EXERCISE GOAL:
Write the records out again, unchanged.

Saved data entries:
—————

Issue #2910, opened 2013-01-07
BrowserID.internal.get() should allow application-defined claims


lhoward:
We have a profile for using BrowserID in the GSS-API/SASL, so that non-web applications may authenticate using BrowserID. It is described at http://www.padl.com/~lukeh/gss-browserid.html.

The mechanism supports channel binding (so the authentication can, for example, be bound to a TLS channel) and can perform a Diffie-Hellman key exchange in order to establish a shared session key, used for message protection services and fast re-authentication. Both of these parameters need to be included in the assertion, so they are signed with the user's private key.

In an earlier implementation of the mechanism, these were encoded in the audience URL. Our current implementation overrides jwcrypto.assertion.sign() so that it can insert the addition claims immediately prior to signing. As this is obviously implementation dependent and unsupported, I would like to ask that when an assertion is requested from a native app - that is, the usage is #NATIVE and BrowserID.internal.get() is called - that it be possible to submit application-specific claims for inclusion in the assertion. This could be an additional parameter or a new key on the options object.

ozten:
@lhoward - Had a chance to discuss this and Issue #2913 in the bug triage meeting.

The core team is excited about your work on a BrowserID GSS mechanism. Working through these ideas and sharing updates on the mozilla.dev.identity mailing list is awesome.

We're going to close these two bugs for the following reasons:
- Issues against mozilla/browserid should be very specific reports of a bug against the core system. They should include steps to reproduce, actual results, and expected results
- GSS-API/SASL design should take place on the mailing list, not this issue tracking system
- GSS-API/SASL implementation issues would be best tracked in that project

We are really excited about the potential for GSS-API and another SASL mechanism! Keep up the great work in your project and in our mailing list.

shane-tomlinson:
Re-opening since @lhoward has issued #3952 to address this.

PR #3952, opened 2013-10-07
 Allow UA to submit arbitrary claims to assertion

lhoward:


shane-tomlinson:
@jedp - would this help you out as well?

shane-tomlinson:
Thanks for the PR @lhoward!

You are right that the additional claims being tucked into rp-info.js seems a bit strange, but it does seem like the most logical place.

Additional things I'd like to see:
- A test or two to ensure only objects can be passed in to `experimental_userAssertedClaims`
- A test to ensure only the internal API can pass in `experimental_userAssertedClaims`, unless we decide to open the feature to everyone (see list discussion https://groups.google.com/d/msg/mozilla.dev.identity/VWgVVjCdEdM/jxBPASO3198J)

I can help with these in my fork, and add you as a contributor, or you can do them in your own branch.

resources/static/dialog/js/modules/validate_rp_params.js
```diff
@@ -313,6 +332,14 @@ BrowserID.Modules.ValidateRpParams = (function() {
     return email;
   }
 
+  function validateUserAssertedClaims(claims, name) {
+    if (typeof claims !== "object") {
```
jaredhirsch: this check will allow objects, arrays, and `null`. what kind of format do we want to allow?

jaredhirsch:
@shane-tomlinson if I understand correctly, webrtc wanted to add some additional fields inside the assertion. @ryanseys would this change be useful in that case?

ryanseys:
This would be very useful. An arbitrary payload field that you could sign
would be amazing.

resources/static/dialog/js/modules/validate_rp_params.js
shane-tomlinson: @lhoward - I wrote a bit of info on correctly checking objects yesterday in https://github.com/mozilla/browserid/pull/3941#discussion_r6823625.

Instead of `typeof claims !== 'object'`, you may want to use `Object.prototype.toString.apply(claims) === "[object Object]"`

As @6a68 said, strings, arrays, and null are all Objects, but only objects return "[object Object]" when converted using Object.prototype.toString.apply. You can experiment with this in browser's developer console.

```
> Object.prototype.toString.apply({a:"b"})
"[object Object]"
> Object.prototype.toString.apply(new Object({a:"b"}))
"[object Object]"
> Object.prototype.toString.apply("this is a string")
"[object String]"
> Object.prototype.toString.apply(null)
"[object Null]"
> Object.prototype.toString.apply([])
"[object Array]"
```

lhoward: Ah, thanks Shane. Well, this should definitely be fixed in the patch then.

lhoward:
@shane-tomlinson regarding your second comment, it is already restricted to the internal API - is there something I'm missing? see isInternalRPAPI()

shane-tomlinson:
@lhoward - You can ignore that request. I am wondering whether this can be safely opened up to the navigator.id.request/watch API as well. @callahad, @jedp and @lloyd?

lloyd:
why not land internal-only first, then later consider external exposure?

resources/static/dialog/js/modules/validate_rp_params.js
```diff
@@ -313,6 +332,14 @@ BrowserID.Modules.ValidateRpParams = (function() {
     return email;
   }
 
+  function validateUserAssertedClaims(claims, name) {
+    if (Object.prototype.toString.apply(claims) === "[object Object]") {
```
shane-tomlinson, line 336: @lhoward - I was just writing up unit tests for this and came across this. Is this supposed to be `===` or `!==`. Do you want to force this to be an object or a non-object?

lhoward, line 336: Should be an object. If the test is inverted, my bad, hadn't tested this yet. Will check later.

shane-tomlinson, line 336: @lhoward - I can take care of it! Thanks for the clarification.

shane-tomlinson:
fixes #2910

shane-tomlinson:
Manually merged after updating validateUserAssertedClaims and adding unit tests. Thanks @lhoward!

Merge commit: 3a0e7ffa9ca35c4ac2b0f9d919a769c7c08ce7c9

lhoward:
Testing gss_browserid against http://login.dev.anosrep.org/sign_in#NATIVE (rather than the production URL), I now see this error:

2013-10-16 01:07:30.570 gss-client[33750:f0b] {
    MessageLevel = ErrorMessageLevel;
    MessageSource = JSMessageSource;
    MessageType = LogMessageType;
    lineNumber = 0;
    message = "Unable to post message to https://mockmyid.com. Recipient has origin https://login.dev.anosrep.org.\n";
    sourceURL = "";
}

on both our normal and userAssertedClaims branches.

Further, if userAssertedClaims is set, I also get a transient error dialog with “See more info / relay frame could not be found”; this then disappears, the login window is shown and the authentication completes.

Probably this is related to some other change (as my original patch worked fine). It's late here, so will have to look into tomorrow. Perhaps this is better discussed on the list.

-- Luke

PR #3953, opened 2013-10-07
Remove `lockdown`, use `npm shrinkwrap`

mmalecki:
For documentation on `npm shrinkwrap` see
https://npmjs.org/doc/shrinkwrap.html.

The reason wanting to make that change is that I `npm shrinkwrap` is more the de facto standard for locking down `npm` dependencies (I wanted to start working on upgrading `express` but ran into `lockdown` error).

I read in #2022 that you use different sets of dependencies in production and development, and that's still easy with shrinkwrap: `vim package.json; rm npm-shrinkwrap.json; npm i; npm shrinkwrap`.


lloyd:
I would _love_ to move to shrinkwrap, but we can't because shrinkwrap doesn't check for bitwise equivalence.  No checksums.  That's the primary motivation behind lockdown, so we can guarantee that the same versions tested (and security reviewed) are used in production.

blocked on isaacs/npm#3141

PR #3938, opened 2013-09-30
String consistency for desktop and mobile, and some HTML email tweaks

ryanfeeley:
Email line breaks, removed px from td height in HTML email and Sign in with Persona » Sign to RP with… on mobile.

PR #3957, opened 2013-10-08
Feeley email updates

shane-tomlinson:
@ryanfeeley - I manually merged what I could from PR #3938 and then manually edited the rest. How is this looking for you?


shane-tomlinson:
@ryanfeeley - the split line footer looks a bit off. Is this how you wanted it to look?

screen shot 2013-10-08 at 17 17 33

ryanfeeley:
@shane-tomlinson Thanks for the preview Shane! You are right. I don't want a line-wrap in the context.

shane-tomlinson:
The footer is a single line again:

screen shot 2013-10-09 at 10 53 31

shane-tomlinson:
If the RP does not specify a siteName, the dialog shows "Sign in to with..."
screen shot 2013-10-09 at 11 13 04

ryanfeeley:
Domain? Or drop the "to"? (will need i18n consideration)

shane-tomlinson:
@ryanfeeley - I added the domain and merged.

—————

WRITTEN SOLUTION:
Issue #2910, opened 2013-01-07
BrowserID.internal.get() should allow application-defined claims


lhoward:
We have a profile for using BrowserID in the GSS-API/SASL, so that non-web applications may authenticate using BrowserID. It is described at http://www.padl.com/~lukeh/gss-browserid.html.

The mechanism supports channel binding (so the authentication can, for example, be bound to a TLS channel) and can perform a Diffie-Hellman key exchange in order to establish a shared session key, used for message protection services and fast re-authentication. Both of these parameters need to be included in the assertion, so they are signed with the user's private key.

In an earlier implementation of the mechanism, these were encoded in the audience URL. Our current implementation overrides jwcrypto.assertion.sign() so that it can insert the addition claims immediately prior to signing. As this is obviously implementation dependent and unsupported, I would like to ask that when an assertion is requested from a native app - that is, the usage is #NATIVE and BrowserID.internal.get() is called - that it be possible to submit application-specific claims for inclusion in the assertion. This could be an additional parameter or a new key on the options object.

ozten:
@lhoward - Had a chance to discuss this and Issue #2913 in the bug triage meeting.

The core team is excited about your work on a BrowserID GSS mechanism. Working through these ideas and sharing updates on the mozilla.dev.identity mailing list is awesome.

We're going to close these two bugs for the following reasons:
- Issues against mozilla/browserid should be very specific reports of a bug against the core system. They should include steps to reproduce, actual results, and expected results
- GSS-API/SASL design should take place on the mailing list, not this issue tracking system
- GSS-API/SASL implementation issues would be best tracked in that project

We are really excited about the potential for GSS-API and another SASL mechanism! Keep up the great work in your project and in our mailing list.

shane-tomlinson:
Re-opening since @lhoward has issued #3952 to address this.

PR #3952, opened 2013-10-07
 Allow UA to submit arbitrary claims to assertion

lhoward:


shane-tomlinson:
@jedp - would this help you out as well?

shane-tomlinson:
Thanks for the PR @lhoward!

You are right that the additional claims being tucked into rp-info.js seems a bit strange, but it does seem like the most logical place.

Additional things I'd like to see:
- A test or two to ensure only objects can be passed in to `experimental_userAssertedClaims`
- A test to ensure only the internal API can pass in `experimental_userAssertedClaims`, unless we decide to open the feature to everyone (see list discussion https://groups.google.com/d/msg/mozilla.dev.identity/VWgVVjCdEdM/jxBPASO3198J)

I can help with these in my fork, and add you as a contributor, or you can do them in your own branch.

resources/static/dialog/js/modules/validate_rp_params.js
```diff
@@ -313,6 +332,14 @@ BrowserID.Modules.ValidateRpParams = (function() {
     return email;
   }
 
+  function validateUserAssertedClaims(claims, name) {
+    if (typeof claims !== "object") {
```
jaredhirsch: this check will allow objects, arrays, and `null`. what kind of format do we want to allow?

jaredhirsch:
@shane-tomlinson if I understand correctly, webrtc wanted to add some additional fields inside the assertion. @ryanseys would this change be useful in that case?

ryanseys:
This would be very useful. An arbitrary payload field that you could sign
would be amazing.

resources/static/dialog/js/modules/validate_rp_params.js
shane-tomlinson: @lhoward - I wrote a bit of info on correctly checking objects yesterday in https://github.com/mozilla/browserid/pull/3941#discussion_r6823625.

Instead of `typeof claims !== 'object'`, you may want to use `Object.prototype.toString.apply(claims) === "[object Object]"`

As @6a68 said, strings, arrays, and null are all Objects, but only objects return "[object Object]" when converted using Object.prototype.toString.apply. You can experiment with this in browser's developer console.

```
> Object.prototype.toString.apply({a:"b"})
"[object Object]"
> Object.prototype.toString.apply(new Object({a:"b"}))
"[object Object]"
> Object.prototype.toString.apply("this is a string")
"[object String]"
> Object.prototype.toString.apply(null)
"[object Null]"
> Object.prototype.toString.apply([])
"[object Array]"
```

lhoward: Ah, thanks Shane. Well, this should definitely be fixed in the patch then.

lhoward:
@shane-tomlinson regarding your second comment, it is already restricted to the internal API - is there something I'm missing? see isInternalRPAPI()

shane-tomlinson:
@lhoward - You can ignore that request. I am wondering whether this can be safely opened up to the navigator.id.request/watch API as well. @callahad, @jedp and @lloyd?

lloyd:
why not land internal-only first, then later consider external exposure?

resources/static/dialog/js/modules/validate_rp_params.js
```diff
@@ -313,6 +332,14 @@ BrowserID.Modules.ValidateRpParams = (function() {
     return email;
   }
 
+  function validateUserAssertedClaims(claims, name) {
+    if (Object.prototype.toString.apply(claims) === "[object Object]") {
```
shane-tomlinson, line 336: @lhoward - I was just writing up unit tests for this and came across this. Is this supposed to be `===` or `!==`. Do you want to force this to be an object or a non-object?

lhoward, line 336: Should be an object. If the test is inverted, my bad, hadn't tested this yet. Will check later.

shane-tomlinson, line 336: @lhoward - I can take care of it! Thanks for the clarification.

shane-tomlinson:
fixes #2910

shane-tomlinson:
Manually merged after updating validateUserAssertedClaims and adding unit tests. Thanks @lhoward!

Merge commit: 3a0e7ffa9ca35c4ac2b0f9d919a769c7c08ce7c9

lhoward:
Testing gss_browserid against http://login.dev.anosrep.org/sign_in#NATIVE (rather than the production URL), I now see this error:

2013-10-16 01:07:30.570 gss-client[33750:f0b] {
    MessageLevel = ErrorMessageLevel;
    MessageSource = JSMessageSource;
    MessageType = LogMessageType;
    lineNumber = 0;
    message = "Unable to post message to https://mockmyid.com. Recipient has origin https://login.dev.anosrep.org.\n";
    sourceURL = "";
}

on both our normal and userAssertedClaims branches.

Further, if userAssertedClaims is set, I also get a transient error dialog with “See more info / relay frame could not be found”; this then disappears, the login window is shown and the authentication completes.

Probably this is related to some other change (as my original patch worked fine). It's late here, so will have to look into tomorrow. Perhaps this is better discussed on the list.

-- Luke

PR #3953, opened 2013-10-07
Remove `lockdown`, use `npm shrinkwrap`

mmalecki:
For documentation on `npm shrinkwrap` see
https://npmjs.org/doc/shrinkwrap.html.

The reason wanting to make that change is that I `npm shrinkwrap` is more the de facto standard for locking down `npm` dependencies (I wanted to start working on upgrading `express` but ran into `lockdown` error).

I read in #2022 that you use different sets of dependencies in production and development, and that's still easy with shrinkwrap: `vim package.json; rm npm-shrinkwrap.json; npm i; npm shrinkwrap`.


lloyd:
I would _love_ to move to shrinkwrap, but we can't because shrinkwrap doesn't check for bitwise equivalence.  No checksums.  That's the primary motivation behind lockdown, so we can guarantee that the same versions tested (and security reviewed) are used in production.

blocked on isaacs/npm#3141

PR #3938, opened 2013-09-30
String consistency for desktop and mobile, and some HTML email tweaks

ryanfeeley:
Email line breaks, removed px from td height in HTML email and Sign in with Persona » Sign to RP with… on mobile.

PR #3957, opened 2013-10-08
Feeley email updates

shane-tomlinson:
@ryanfeeley - I manually merged what I could from PR #3938 and then manually edited the rest. How is this looking for you?


shane-tomlinson:
@ryanfeeley - the split line footer looks a bit off. Is this how you wanted it to look?

screen shot 2013-10-08 at 17 17 33

ryanfeeley:
@shane-tomlinson Thanks for the preview Shane! You are right. I don't want a line-wrap in the context.

shane-tomlinson:
The footer is a single line again:

screen shot 2013-10-09 at 10 53 31

shane-tomlinson:
If the RP does not specify a siteName, the dialog shows "Sign in to with..."
screen shot 2013-10-09 at 11 13 04

ryanfeeley:
Domain? Or drop the "to"? (will need i18n consideration)

shane-tomlinson:
@ryanfeeley - I added the domain and merged.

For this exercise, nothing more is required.